Publié le 24/08/2013

En territoire cheyennePour ceux qui l'ignorent encore, Eric Chevillard n'est pas bourguignon, on prétend pourtant ici et là qu'il vit à Dijon. Même si sa région de naissance, plus à l'ouest, persiste, avec une constance rare, à en faire un auteur du cru, Eric Chevillard n'a d'autre patrie que la littérature (voilà une formule pompeuse que nous assumons sans excès avec l'excuse de la chaleur qui s'est abattue sur l'Aquitaine). Néanmoins un indice vient de se glisser dans le dernier livre à son nom qui vient de nous parvenir, un format à l'italienne raffiné des éditions Fata Morgana illustré de dessins de Philippe Favier (déja son complice dans Scalps et Commentaire autorisé sur l'état de squelette chez le même éditeur) et sobrement intitulé En territoire cheyenne. Ultime peau-rouge de la littérature française (et non dernier des Mohicans du roman hexagonal), Chevillard possède ce don étrange de savoir suivre une piste jusqu'à l'animal (ou l'homme) qui est à son extrémité. Son oreille (rouge, nous le savons depuis quelques temps) se déploie pour capter la vie des bêtes, leurs craintes et leurs paradoxes, leur beauté aussi que nous ne savons plus trop voir désormais car elle ne nous apparaît que réhaussée d'un motif grillagé.

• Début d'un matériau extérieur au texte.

PR #5599, opened 2026-06-13
Fix labeler config for v5/v6 format and update to v6

redalert2fan:


GlazerMann:
Please check my fixes

PR #5601, opened 2026-06-13
Fix typos and grammar across codebase

redalert2fan:


redalert2fan:
seems like labeler also works now

PR #5605, opened 2026-06-14
Remove unsupported open-access parameter per bug report

redalert2fan:
When encountering |open-access=yes, the bot was Levenshtein-matching it to |osti-access=yes, which creates CS1/CS2 errors (yes is not a valid value for osti-access, and it requires matching |osti=).

Fixes: https://en.wikipedia.org/wiki/User_talk:Citation_bot#improper_replacement_of_unsupported_parameter


redalert2fan:
1) ConstantsTest::testWhiteListNotBlacklisted
Failed asserting that two strings are identical.
--- Expected
+++ Actual
@@ @@
-'{{citation | open-access = Z123Z }}'
+'{{citation }}'

Is a valid test failure since open-acces is now removed by the code - test should be adjusted

redalert2fan:
fixed

PR #5653, opened 2026-07-15
Fix/title Strip non-printable characters (U+FFFC and control characters) from Zotero/Citoid-sourced titles.

redalert2fan:
## Summary

Strip non-printable characters (U+FFFC and control characters) from Zotero/Citoid-sourced titles.

## Problem

When a citation URL contains percent-encoded non-printable characters such as `%ef%bf%bc` (U+FFFC Object Replacement Character), the decoded character can propagate into the page's HTML `<title>` tag. The Citoid/Zotero API returns this character in the `title` field, and the bot stores it verbatim with no sanitization.

For example, a URL like `https://example.com/page%ef%bf%bc/` results in a citation title containing the literal U+FFFC character.

## Fix

In `process_zotero_response()`, strip non-printable control characters (U+0000–U+0008, U+000B, U+000C, U+000E–U+001F, U+007F–U+009F) and U+FFFC from `$result->title` once on the object immediately after the data is parsed, before it reaches any of the three code paths that consume it.

## Changes

- **`src/includes/api/APIzotero.php`**: Add `safe_preg_replace` cleanup of non-printable characters from `$result->title`
- **`tests/phpunit/includes/api/zoteroTest.php`**: Add two tests verifying U+FFFC and control characters are stripped

### DIFF
--- a/src/includes/api/APIzotero.php
+++ b/src/includes/api/APIzotero.php
@@ -397,6 +397,10 @@ final class Zotero {
         unset($result->nameOfAct);
         unset($result->language);
         unset($result->source);
+        // Strip non-printable characters from title (e.g. U+FFFC from URL percent-encoding)
+        if (isset($result->title)) {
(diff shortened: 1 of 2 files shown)


redalert2fan:
test fail not related to this pull - flaky test

PR #5666, opened 2026-07-19
DEV_USERS: allow trusted developers to exceed normal category limit

redalert2fan:
Adds a `DEV_USERS` constant in `category.php` allowing trusted developers
to bypass the normal category page limit of 12 when running category
requests via POST.

**Changes:**

- New `DEV_USERS` constant defines the whitelist (`AManWithNoPlan`,
  `Redalert2fan`)
- If the user is in `DEV_USERS` and `MAX_PAGES_OVERRIDE` is not already
  set (from a GET-whitelisted category), the override is set to 1,000,000
- Edit summary appends `| Developer - max category limit override` for
  dev runs vs `| Whitelisted category` for GET-whitelisted category runs

**Edit summary combinations:**

| Scenario | Suffix |
|---|---|
| Normal user, ≤12 pages | *(none)* |
| Normal user, >12 pages | Cancelled |
| GET-whitelisted category, ≤250K | `\| Whitelisted category` |
| DEV_USER, ≤12 pages | *(none)* |
| DEV_USER, 13–250K pages | `\| Developer - max category limit override` |
| Any, >250K pages | Cancelled |

### DIFF
--- a/src/category.php
+++ b/src/category.php
@@ -20,6 +20,7 @@ const GET_IS_OKAY = [
     'CS1 errors: extra text: pages',
     'CS1 errors: extra text: volume',
     'CS1 errors: invisible characters',
+    'CS1 maint: article number as page number',
     'CS1 maint: bibcode',
     'CS1 maint: date format',
     'CS1 maint: extra punctuation',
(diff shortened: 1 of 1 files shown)


src/category.php
redalert2fan, line 1: adding category for related request

PR #13300, opened 2020-02-02
HPCC-23433 Fix locking race condition with RTM_DELETE_ON_DISCONNECT

jakesmith:
When deleting the root node on a RTM_DELETE_ON_DISCONNECT, a
mutex was being released prematurely, allowing another thread
to delete the root of the connection at the same time.
This in turn caused a 'Transaction to orphaned server node'
exception to be thrown.

## Type of change:

## Checklist:
  - [ ] The commit is signed.
  - [ ] Scalability
  - [ ] Performance
  - [ ] Security
  - [ ] Thread-safety
  - [ ] Premature optimization

## Smoketest:

### DIFF
--- a/system/jlib/jmutex.cpp
+++ b/system/jlib/jmutex.cpp
@@ -15,7 +15,6 @@
     limitations under the License.
 ############################################################################## */
 
-
 #include "platform.h"
 #include "jmutex.hpp"
 #include "jsuperhash.hpp"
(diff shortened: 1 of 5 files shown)


jakesmith:
NB: a lot of the changes in this PR are cosmetic refactoring, resuling from the trivial CLCReadLockBlock, CLCWriteLockBlock classes being deleted in favour of their base class, so as to make it simpler to call the new changeToWrite method in the ReadWriteLock.

@mckellyln - please review.

system/jlib/jmutex.hpp
```diff
@@ -586,67 +586,88 @@ class jlib_decl Monitor: public Mutex
...
+    {
+        cs.enter();
+        if (writeLocks)
+        {
+            cs.leave();
+            return false; // failed because already write locked
+        }
+        if (readLocks)
+            readLocks--;
+        return doLockWrite(timed, timeout); // returns false if timed out
```
mckellyln: Should we try the doLockWrite() and then if ok decrement readLocks ?

system/jlib/jmutex.hpp
```diff
@@ -586,67 +586,88 @@ class jlib_decl Monitor: public Mutex
...
+            readLocks++;
+            cs.leave();
+        }
+        else
+        {
+            readWaiting++;
+            cs.leave();
+            if (timed)
+            {
+                if (!readSem.wait(timeout)) {
```
mckellyln: Might as well move these parens as well

mckellyln:
@jakesmith one question and one comment.

system/jlib/jmutex.hpp
jakesmith: yep agree, will change formatting here, and below.

system/jlib/jmutex.hpp
jakesmith: yes, but in fact that introduces a whole in itself. It should not release/reduce the readLocskc count here 1st.
Unfortunately, that makes the implementation trickier in that there may be something in a new waiting state.
I'll revisit.

jakesmith:
@ghalliday @mckellyln - more complicated than I had initially anticipated (in ReadWriteLock)

Please review.

system/jlib/jmutex.hpp
```diff
@@ -661,35 +710,74 @@ class jlib_decl ReadWriteLock
...
-                                cs.leave();
-                            }
+        exclWriteOwner = 0;
+#endif
+        return true;
+    }
+    void unlock()
+    {
+        cs.enter(); 
+        if (readLocks)
```
ghalliday: Could do with some comments.  E.g. if (readLocks is non zero then a read lock must be being released)

system/jlib/jmutex.hpp
```diff
@@ -661,35 +710,74 @@ class jlib_decl ReadWriteLock
...
+        changeToWrite(false, 0);
+    }
+    bool changeToWrite(unsigned timeout)
+    {
+        return changeToWrite(true, timeout);
+    }
+    bool changeToRead()
+    {
+        cs.enter();
+        if (!writeLocks)
```
ghalliday: minor - this could be checked outside the critical section.  Should it be an internal error rather than returning false?

system/jlib/jmutex.hpp
```diff
@@ -586,71 +586,120 @@ class jlib_decl Monitor: public Mutex
...
+        }
+#ifdef _DEBUG
+        exclWriteOwner = GetCurrentThreadId();
+#endif
+        return true;
+    }
+    bool changeToWrite(bool timed, unsigned timeout)
+    {
+        cs.enter();
+        if (writeLocks || (0 == readLocks))
```
ghalliday: more: should this  throw an internal error instead of returning false?  ((readLocks==0) could be checked before the cs.

ghalliday: or is the intention that it is ok to call this if it already has a write lock.  In which case the comment on the return is misleading.

ghalliday (commented):
@jakesmith I have looked at it and the change looks good.  (Although the code in jlib could do with more comments, and I'm not convinced it is good for it to all be inline).
@mckellyln I think it is worth you checking carefully as well.

system/jlib/jmutex.hpp
jakesmith: it's supposed to fail if already has a write lock, but a soft failure (return false) as opposed to an exception - in keeping with pre-exisitng timed lock read / write calls that return false on failure to get lock.

jakesmith: >((readLocks==0) could be checked before the cs.

should it though ? it's an edge case, not generally expected, and I think code clearer when checked inside the crit.

system/jlib/jmutex.hpp
jakesmith: I think a boolean result indicating not locked failure, similar to the failure on timed lock read/write calls.

>this could be checked outside the critical section

I'm not sure this edge case makes it worth moving the test, and clearer semantics if inside crit ?

system/jlib/jmutex.hpp
jakesmith: will add some comments.

jakesmith:
@ghalliday - thanks, added some replies and questions back re. whether some of these conditions really should be moved before locking the crit.

jakesmith:
.. and @mckellyln - please also review.

system/jlib/jmutex.hpp
ghalliday: I don't really mind if it is inside or outside.
If the function should never be called in that situation then it should be an internal error.  If it is expected then there should be a comment e.g.
//If the lock is already a read lock then this function will return false.

Similarly for changeToWrite - if the lock is already a write lock then it will return false.
Is that the correct response though?  If there is a timeout you can't distinguish between timedout and couldn't get the lock, and already had the write lock.

I don't have a strong view on which semantics you choose, but it should have a comment documenting what they are.

system/jlib/jmutex.hpp
ghalliday: The comment implies it is not legal to call it when not read locked.  If that is kind-of allowed the comment should be changed.  E.g.
//if called when not readlocked then fail immediately.

system/jlib/jmutex.hpp
jakesmith: >If there is a timeout you can't distinguish between timedout and couldn't get the lock, and already had the write lock.

ok yes I agree, on reflection I think these unexpected use cases should throw an exception instead. Will change.

jakesmith:
@mckellyln @ghalliday - changed invalid use cases to exceptions and added comments.

Have also moved some inline methods out of header into cpp, partly because use of jexcept inside header was causing circular header dependency issues.

mckellyln:
@jakesmith ok, reviewiing still

system/jlib/jmutex.cpp
```diff
@@ -321,7 +321,191 @@ void Monitor::notifyAll()
...
+            writeWaiting--;
+            writeLocks++;
+            writeSem.signal();
+        }
+    }
+    else // implies this unlock() is paired with a previous write lock
+    {
+        writeLocks--;
+        dbgassertex(writeLocks == 0);
+        if (readWaiting)
```
mckellyln: So we are ok with readers always acquiring before any writers ?
Perhaps the check for writers should come first ?  Or we could rotate the order of this check on each unlock ?

jakesmith: not sure, but that is not new semantics, ReadWriteLock has always given priority to pending blocked readers over blocked writers.

Worth considering, but as a separate task/discussion/JIRA.

jakesmith:
>@jakesmith ok, reviewiing still

@mckellyln - re-tagging

mckellyln (approved):
I am ok with this, but I do think writers should get priority over readers.

mckellyln:
@jakesmith ok for merge.

jakesmith:
>I am ok with this, but I do think writers should get priority over readers.

as I say, worth considering, but wouldn't want change the pre-existing semantics in this PR.
Please open new JIRA to look at / further discussion.

jakesmith:
@ghalliday - will squash ready for merge.

jakesmith:
@ghalliday - please merge.

system/jlib/jmutex.cpp
```diff
@@ -321,7 +321,191 @@ void Monitor::notifyAll()
...
+#ifdef _DEBUG
+    exclWriteOwner = GetCurrentThreadId();
+#endif
+    return true;
+}
+
+bool ReadWriteLock::changeToRead()
+{
+    cs.enter();
+    if (!writeLocks) // NB: If the lock is already a read lock then this function will return false.
```
ghalliday: I'm not sure the comment is correct

ghalliday (commented):
@jakesmith one minor comment on a comment

system/jlib/jmutex.cpp
jakesmith: no, should have been removed.

jakesmith:
@ghalliday - removed rogue comment.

Le lion, il en parle mieux que quiconque parce que de la boue lui a en révélé les griffes ; le hérisson, qui le pourchasse depuis des années de sa présence irradiante, il le découvre dans le sillage d'une voiture ; l'escargot, il le devine plus véloce que ne veut la légende ; quant au dinosaure... Car Eric Chevillard qui supporte le poids du monde et nous en fait profiter quotidiennement sur son fabuleux blog (L'autofictif), sait aussi la légèreté des empreintes et la nécessité de s'interroger sur l'origine de chacune de celles qui nous tombent sous les yeux, conscients aussi de notre aveuglement. Parce qu'il possède cette étrange faculté de voyant - celui qui voit au-delà - il nous offre le luxe de ses épiphanies, frondeuses et ciselées. Quelques unes, à peine, pour nous rappeler que nous foulons une terre où s'impriment des histoires que nous n'entendrons jamais. Et si l'éléphant est irréfutable, Chevillard est indispensable.